In this paper, we have analysed the effect of minimum wages on total and youth employment in Spain taking into account the potential presence of spatial dependence in the considered relationship, an aspect that has been systematically neglected in the literature.

The analysis for the Spanish provinces is particularly interesting due to the low level of interregional mobility but also due to the high increase in the minimum wage during the recession and the high level of interregional heterogeneity in the Kaitz index.

Descriptive evidence shows a negative relationship between the Kaitz index and the employment rate that, however, is not confirmed in most cases when dynamic panel data including spatial spillovers are considered. In fact, our analysis confirms the need to take into account spatial interactions between regional labour markets, but it also shows that the bias of neglecting the existence of spatial spillovers could act in different directions as we have found that an initial negative effect of minimum wage on employment rates for youth aged 24-29 turned out to be non-statistically significant in spatial models, but an opposite result for those youth aged 16-19.

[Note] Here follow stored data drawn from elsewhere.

PR #2004, opened 2023-12-28
fix: Make the reverse proxy connect and disconnect to and from the enclave network idempotent

laurentluce:
## Description:
This PR makes the reverse proxy network calls idempotent so the engine can be started when networking is already set up.  This can happen when you restart the docker daemon.

In addition, this PR appends the engine UUID to the reverse proxy container name to make it unique across runs.  This is an approach similar to the engine naming scheme which is cleaner and safer.

NO

#2005


container-engine-lib/lib/backend_impls/docker/object_attributes_provider/object_attributes_provider.go
```diff
@@ -137,14 +138,33 @@ func (provider *dockerObjectAttributesProviderImpl) ForLogsStorageVolume() (Dock
...
+	if err != nil {
+		return nil, stacktrace.Propagate(err, "An error occurred creating a Docker object name object from string '%v'", nameStr)
+	}
+
+	idLabelValue, err := docker_label_value.CreateNewDockerLabelValue(string(engineGuid))
 	if err != nil {
-		return nil, stacktrace.Propagate(err, "An error occurred creating a Docker object name object from string '%v'", reverseProxyName)
+		return nil, stacktrace.Propagate(err, "An error occurred creating the reverse proxy GUID Docker label from string '%v'", engineGuid)
+	}
+	guidLabelValue, err := docker_label_value.CreateNewDockerLabelValue(string(engineGuid))
```
tedim52, line 159: I'm not too familiar/don't remember what the implementation of `CreateNewDockerLabelValue` is but what's the difference between the `guid` and the `id` label value? Or are they meant to be the same.

container-engine-lib/lib/backend_impls/docker/docker_kurtosis_backend/reverse_proxy_functions/network_reverse_proxy.go
```diff
@@ -20,13 +20,18 @@ var (
...
 func ConnectReverseProxyToNetwork(ctx context.Context, dockerManager *docker_manager.DockerManager, networkId string) error {
-	_, maybeReverseProxyContainerId, err := getReverseProxyObjectAndContainerId(ctx, dockerManager)
+	maybeReverseProxyObject, maybeReverseProxyContainerId, err := getReverseProxyObjectAndContainerId(ctx, dockerManager)
 	if err != nil {
 		logrus.Warnf("Attempted to connect reverse proxy to a network but no reverse proxy container was found.")
 		return nil
 	}
 
-	if maybeReverseProxyContainerId == "" {
+	if maybeReverseProxyObject == nil {
```
tedim52, line 27: Can we add a comment explaining what this check means semantically? I think it means "If theres no reverse proxy, we can't connect it to the network so don't do anything" but initially I thought it should've returned an error because the reverse proxy didn't exist.

container-engine-lib/lib/backend_impls/docker/docker_kurtosis_backend/reverse_proxy_functions/network_reverse_proxy.go
```diff
@@ -48,6 +53,11 @@ func DisconnectReverseProxyFromNetwork(ctx context.Context, dockerManager *docke
 		return nil
 	}
 
+	_, found := maybeReverseProxyObject.GetEnclaveNetworksIpAddress()[networkId]
```
tedim52, line 54: Does there need to be a  `maybeReverseProxyObject != nil` check?

container-engine-lib/lib/backend_impls/docker/docker_kurtosis_backend/reverse_proxy_functions/network_reverse_proxy.go
tedim52: Also, out of curiosity, what happens if no reverse proxy is connected to the enclave network?

container-engine-lib/lib/backend_impls/docker/docker_kurtosis_backend/reverse_proxy_functions/network_reverse_proxy.go
```diff
@@ -20,13 +20,18 @@ var (
...
 		logrus.Warnf("Attempted to connect reverse proxy to a network but no reverse proxy container was found.")
 		return nil
 	}
 
-	if maybeReverseProxyContainerId == "" {
+	if maybeReverseProxyObject == nil {
+		return nil
+	}
+
+	_, found := maybeReverseProxyObject.GetEnclaveNetworksIpAddress()[networkId]
```
tedim52, line 31: Maybeee a comment here too?

tedim52 (approved):
LGTM! I think one or two comments explaining the idempotent behavior would be helpful

container-engine-lib/lib/backend_impls/docker/object_attributes_provider/object_attributes_provider.go
laurentluce: For some objects like services, the id is the name and the guid is the uuid.  For others like the engine, both id and guid labels are set to the uuid.  I did the same for the reverse proxy for consistency.

container-engine-lib/lib/backend_impls/docker/docker_kurtosis_backend/reverse_proxy_functions/network_reverse_proxy.go
laurentluce: I agree the current logic is flawed, we are tolerating invalid configurations.  I updated both the connect and disconnect functions to error if the reverse proxy does not exist since it is mandatory.

container-engine-lib/lib/backend_impls/docker/docker_kurtosis_backend/reverse_proxy_functions/network_reverse_proxy.go
laurentluce: Cleaned that up too.

container-engine-lib/lib/backend_impls/docker/object_attributes_provider/object_attributes_provider.go
tedim52: ah yes I remember this now makes sense

PR #2008, opened 2024-01-02
fix: log file path formatting for week

tedim52:
## Description:
log file paths were being written with week `01` and being read as week `1`. This PR fix this by making it so all weeks have at least two digits and adds a leading zero if single digit.

NO

### DIFF
--- a/engine/server/engine/centralized_logs/client_implementations/persistent_volume/log_file_manager/log_file_manager.go
+++ b/engine/server/engine/centralized_logs/client_implementations/persistent_volume/log_file_manager/log_file_manager.go
@@ -206,25 +206,27 @@ func (manager *LogFileManager) createSymlinkLogFile(targetLogFilePath, symlinkLo
 	return nil
 }
 
-// TODO: Implement a FilePath Builder to remove exploding constructors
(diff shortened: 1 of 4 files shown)


engine/server/engine/centralized_logs/client_implementations/persistent_volume/log_file_manager/log_file_manager.go
```diff
@@ -206,25 +206,27 @@ func (manager *LogFileManager) createSymlinkLogFile(targetLogFilePath, symlinkLo
 	return nil
 }
 
-// TODO: Implement a FilePath Builder to remove exploding constructors
+// TODO: Implement a FilePath Builder to centralize log file path creation across the entire module
```
tedim52, line 209: log filepath code is in need of a refactor+tests for log file manager to centralize all log file path creation. wanted to get this fix out but going to do this refactor in my next available cycle

tedim52: ideally i would've only had to make this change once but i had to in several places to fix formatting which is bad

lostbean (approved):

PR #544, opened 2017-11-03
Added support for actionSanitiser and stateSanitiser in @ngrx/store-devtools

roopkt:
This is the fix to pass state and action sanitizer to redux dev tool extensions for #494.

PR #795, opened 2018-02-07
feat(StoreDevtools): Add support for ActionSanitizer and StateSanitizer

kgkma:
Continuing the work from #544 and requested by #604, this PR actually adds the sanitization functionality to @ngrx/store-devtools.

From a policy perspective, the obtained evidence suggests that for the considered period (2006-2018), minimum wages in Spain seem to be at a level that were not damaging overall employment creation, but it has substantially affected those youth aged between 16 and 19 years. The results are well in line with those obtained by Barceló et al. (2021) using microsimulation methods and analysing the increases of the minimum wage in 2017 and in 2019 (not considered in our work). They found that around 20% of workers aged 16-24 were affected by these measures and that the probability of losing their job among those directly affected by the measure increased between 6 and 11 percentage points. As Barceló et al. (2021) recognise, the analysis of the impacts of minimum wages should not only focus on employment variation. Looking at what has been the effect on wage inequality and low-paid jobs is also an important part of the story that should be considered in the policy debate. Last, it is also worth mentioning that our analysis (but also Barceló et al., 2021) do not consider the potential impact of minimum wage changes on participation decisions, an issue that deserves future analysis as it also clearly relevant from a policy perspective.